* Problem to work on: Search the data for the string "paging" and copy each line in which it appears.

Extracted records:
——————————
Issue #1205, opened 2021-08-30
Restore pickup library list on 9/7/21 for HoldRecall and Page


saseestone:
We'll need to restore the pickup library list to it's pre-pandemic glory, allowing users the ability to pickup materials from any open campus library.  (Unless we have rules that restrict the pickup - i.e. "PAGE-" locations.) This should apply to both PAGE and HoldREcall request types.

We should plan to update the list on 9/7/21 when campus libraries open.

If there are no restrictions, the following library list should display:
Art & Architecture Library (Bowes)
Business Library
Earth Science Library (Branner)
East Asia Library
Engineering Library
Green Library
Law Library (Crown)
Marine Biology Library (Miller)
Music Library
Science Library (Li and Ma)

cbeer:
Just confirming we're dropping Education (obviously) and RWC, and adding MEDIA-MTXT?

saseestone:
Ack. Good catch Chris.  MEDIA-MTXT shouldn't go in the general list.  We need it as an option for restricted paging though (e.g. PAGE-LP & PAGE-MD and the new PAGE-MM)

Confirming we are dropping Education and RWC for now.

PR #1207, opened 2021-09-01
[Ship 9/7] Refactor paging to use LocationRules definitions provided by Settings

cbeer:
This is an attempt to unify and consolidate the business logic for paging (and mediated paging) into an easier-to-grok DSL in Settings to express:

- what is eligible for paging (or needs mediated paging): `library`, `locations`, `locations_match` (already in use for scanning + hold/recall)
- where it can go: `pickup_libraries`, `additional_pickup_libraries`, `default_pickup_library`
- special properties or information needed for pulling: `item_commentable`, `confirm_eligibility`

As with scanning rules, the first applicable rule is the one that the application uses for the item.

This PR also consolidates other library-related metadata (labels, contact info, hours).

The rules incorporate the picklist changes needed for #1205 and other reopening tasks (e.g. https://github.com/sul-dlss/SearchWorks/issues/2728... not that requests ever enforced what sort of requests could be submitted).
——————————
* Solution for this problem:
Ack. Good catch Chris.  MEDIA-MTXT shouldn't go in the general list.  We need it as an option for restricted paging though (e.g. PAGE-LP & PAGE-MD and the new PAGE-MM)
[Ship 9/7] Refactor paging to use LocationRules definitions provided by Settings
This is an attempt to unify and consolidate the business logic for paging (and mediated paging) into an easier-to-grok DSL in Settings to express:
- what is eligible for paging (or needs mediated paging): `library`, `locations`, `locations_match` (already in use for scanning + hold/recall)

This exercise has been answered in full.